Education Aid Bill Released

Today, the legislature’s Education Committee released the Student Opportunity Act, a very significant education reform bill.  It is an especially promising bill because the House and Senate leadership teams are already in agreement on all of its details. 

The bill targets more aid to communities with the highest concentrations of low income students, but schools in every community will benefit.

The state Department of Elementary and Secondary Education (DESE) computes a budget for each school system in the state, known as the “Foundation Budget.”  DESE also computes an amount that the school system should be able to contribute towards that budget. The state then sends the difference between what the community can afford and the Foundation Budget as education aid.

Unfortunately, the Foundation Budget computation has not kept up with rising school costs.  On average, communities need to spend approximately 30% more than the Foundation Budget to run their schools.  The poorest communities in the state are unable to spend at that level and are therefore spending much less than the more affluent communities in the state.

In 1993, Massachusetts was among the first states to recognize its duty to assure that all communities are able to provide an adequate education and to adopt an education aid formula designed to level spending upwards.   The failure of the Foundation Budget to keep up with real costs has eroded that commitment to equality of educational opportunity.
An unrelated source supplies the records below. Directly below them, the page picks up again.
PR #108, opened 2023-01-18
Resource name sanitization

### LINKED ISSUE #49: Use appname namespace for all resources
There's a few that aren't properly namespace'd. Do a sweep through all of the resources, but some I know at time of writing:

- API Gateway
- Log groups

We should also consider having a santize method purely for the length of the resource to ensure we will be able to create it.

DavidSeptimus-Klotho:
Resolves #49 (minus the actual namespacing piece)

This PR adds sanitization for the identifiers of AWS resources specified for creation via Klotho's IAC layer. This change should not change any happy path identifiers (resource names or Pulumi URNs)

Resource names are generated using tagged string templates as in the following examples using the `sanitized()` tag function:
```typescript
let appName = 'my-very-long-app-name'
let resourceId = 'my-load-balancer'
​
// ensure that the output is a valid load balancer name
// from left to right, hash appName and then resourceId if the name is too long
sanitized(loadBalancer.nameValidation())`${h(appName)}-${h(resourceId)}-lb`
// 2d958-my-load-balancer-lb
​
// prioritize hashing resourceId before appName since its priority is 1 (default is 100)
sanitized(loadBalancer.nameValidation())`${h(appName)}-${h(resourceId, 1)}-lb`
// my-very-long-app-name-0ea7a-lb
```

When shortening resource names, raw text or template expressions of type `string` are not modified. Expressions of type `Component` are shortened from left to right based on priority (default priority is `100`) using the `Component` instance's configured `ShorteningStrategy`. In the examples above, the `h()` function returns a `Component` with a `ShorteningStrategy` that converts the supplied text into a 5 character truncated SHA256 hash.  

The process of generating a valid resource name is as follows:
1) Shorten `Component`s from left to right ranked by priority until the name's length <= `maxLength`.
2) Sanitize the generated string in one or more passes (up to 5 passes by default):
   1) Truncate the string if it's longer than max length (arguably, we might want this to be an error).
   2) Throw an error if the string is shorter than the min length.
   3) Apply the supplied `SanitizationRule`s and capture any violations.
   4) For any violations, sequentially apply the violated rules' supplied `FixFunc` (if present) to resolve any issues.
   5) Revalidate the string if it's been fixed
   6) Return the valid string or start another pass if the string is still invalid
3) return the sanitized result or throw an exception if any constraint violations are present in the result.

### Standard checks

- **Unit tests**: Any special considerations? We don't have a pattern for testing IAC-related code at the moment, but we should really figure that out.
- **Backwards compatibility**: Will this break existing apps? This PR aims to avoid changing "happy path" resource names so there should be no issue there.

### DIFF
--- a/pkg/infra/pulumi_aws/iac/elasticache.ts
+++ b/pkg/infra/pulumi_aws/iac/elasticache.ts
@@ -1,7 +1,8 @@
 import * as aws from '@pulumi/aws'
 import * as pulumi from '@pulumi/pulumi'
-import { PulumiFn } from '@pulumi/pulumi/automation'
-import { Resource, CloudCCLib } from '../deploylib'
+import { Resource } from '../deploylib'
+import * as validators from './sanitization/aws/elasticache'
+import { sanitized } from './sanitization/sanitizer'
 
 const ELASTICACHE_ENGINE = 'redis'
 
@@ -46,7 +47,10 @@ export const setupElasticacheCluster = (
         retentionInDays: 0,
     })
 
-    const clusterName = sanitizeClusterName(appName, dbName)
+    // TODO: look into removing sanitizeClusterName when making other breaking changes to resource names
+    const clusterName = sanitized(
+        validators.cacheCluster.cacheClusterIdValidation()
+    )`${sanitizeClusterName(appName, dbName)}`
     // create the db resources
     const redis = new aws.elasticache.Cluster(
         clusterName,
--- a/pkg/infra/pulumi_aws/iac/load_balancing.ts
+++ b/pkg/infra/pulumi_aws/iac/load_balancing.ts
@@ -8,7 +8,7 @@ import {
     TargetGroupAttachmentArgs,
 } from '@pulumi/aws/lb'
 import { ListenerRuleArgs } from '@pulumi/aws/alb'
-import { h, sanitized } from './sanitization/sanitizer'
+import { hash as h, sanitized } from './sanitization/sanitizer'
 import { CloudCCLib } from '../deploylib'
 
 export interface Route {
--- a/pkg/infra/pulumi_aws/iac/load_balancing.ts
+++ b/pkg/infra/pulumi_aws/iac/load_balancing.ts
@@ -1,22 +1,13 @@
-import { Region } from '@pulumi/aws'
 import * as aws from '@pulumi/aws'
-import * as awsx from '@pulumi/awsx'
-import * as k8s from '@pulumi/kubernetes'
-
-import * as pulumi from '@pulumi/pulumi'
-import * as sha256 from 'simple-sha256'
-import * as fs from 'fs'
-import * as requestRetry from 'requestretry'
-import * as crypto from 'crypto'
-
-import * as eks from '@pulumi/eks'
+import * as validators from './sanitization/aws/elb'
 import {
     ListenerArgs,
-    TargetGroupArgs,
     LoadBalancerArgs,
+    TargetGroupArgs,
     TargetGroupAttachmentArgs,
 } from '@pulumi/aws/lb'
 import { ListenerRuleArgs } from '@pulumi/aws/alb'
+import { h, sanitized } from './sanitization/sanitizer'
 import { CloudCCLib } from '../deploylib'
 
 export interface Route {
@@ -176,9 +167,12 @@ export class LoadBalancerPlugin {
         params: LoadBalancerArgs
     ): aws.lb.LoadBalancer => {
         let lb: aws.lb.LoadBalancer
+        let lbName = sanitized(validators.loadBalancer.nameValidation())`${h(appName)}-${h(
+            resourceId
+        )}`
         switch (params.loadBalancerType) {
             case 'application':
-                lb = new aws.lb.LoadBalancer(`${appName}-${resourceId}`, {
+                lb = new aws.lb.LoadBalancer(lbName, {
                     internal: params.internal || false,
                     loadBalancerType: 'application',
                     securityGroups: params.securityGroups,
@@ -188,7 +182,7 @@ export class LoadBalancerPlugin {
                 })
                 break
             case 'network':
-                lb = new aws.lb.LoadBalancer(`${appName}-${resourceId}`, {
+                lb = new aws.lb.LoadBalancer(lbName, {
                     internal: params.internal || true,
                     loadBalancerType: 'network',
                     subnets: params.subnets,
@@ -237,12 +231,15 @@ export class LoadBalancerPlugin {
         params: TargetGroupArgs
     ): aws.lb.TargetGroup => {
         let targetGroup: aws.lb.TargetGroup
+        let tgName = sanitized(validators.targetGroup.nameValidation())`${h(appName)}-${h(
+            execUnitName
+        )}`
         if (params.targetType != 'lambda' && !(params.port && params.protocol)) {
             throw new Error('Port and Protocol must be specified for non lambda target types')
         }
         switch (params.targetType) {
             case 'ip':
-                targetGroup = new aws.lb.TargetGroup(`${appName}-${execUnitName}`, {
+                targetGroup = new aws.lb.TargetGroup(tgName, {
                     port: params.port,
                     protocol: params.protocol,
                     targetType: 'ip',
@@ -251,7 +248,7 @@ export class LoadBalancerPlugin {
                 })
                 break
             case 'instance':
-                targetGroup = new aws.lb.TargetGroup(`${appName}-${execUnitName}`, {
+                targetGroup = new aws.lb.TargetGroup(tgName, {
                     port: params.port,
                     protocol: params.protocol,
                     vpcId: params.vpcId,
@@ -259,7 +256,7 @@ export class LoadBalancerPlugin {
                 })
                 break
             case 'alb':
-                targetGroup = new aws.lb.TargetGroup(`${appName}-${execUnitName}`, {
+                targetGroup = new aws.lb.TargetGroup(tgName, {
                     targetType: 'alb',
                     port: params.port,
                     protocol: params.protocol,
@@ -269,7 +266,7 @@ export class LoadBalancerPlugin {
                 })
                 break
             case 'lambda':
-                targetGroup = new aws.lb.TargetGroup(`${appName}-${execUnitName}`, {
+                targetGroup = new aws.lb.TargetGroup(tgName, {
                     targetType: 'lambda',
                     tags: params.tags,
                 })
--- a/pkg/infra/pulumi_aws/iac/load_balancing.ts
+++ b/pkg/infra/pulumi_aws/iac/load_balancing.ts
@@ -1,3 +1,4 @@
+import * as pulumi from '@pulumi/pulumi'
 import * as aws from '@pulumi/aws'
 import * as validators from './sanitization/aws/elb'
 import {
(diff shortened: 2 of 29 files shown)


DavidSeptimus-Klotho:
rebased and squashed old commits

ewucc (commented):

The bill released today implements the recommendations of a commission that studied the real costs of school systems and recognized that the Foundation Budget is inadequate in four different categories: employee health care costs, special education costs, costs of teaching English as a second language, costs of educating low-income students.

The costs of health care and special education are readily documented and there has been little controversy about the increases needed in these categories.  While the costs of instruction for English Language Learners are more difficult to quantify, negotiators agreed relatively quickly on appropriate increases in this category.  It was more difficult to agree on the additional costs of educating low-income children.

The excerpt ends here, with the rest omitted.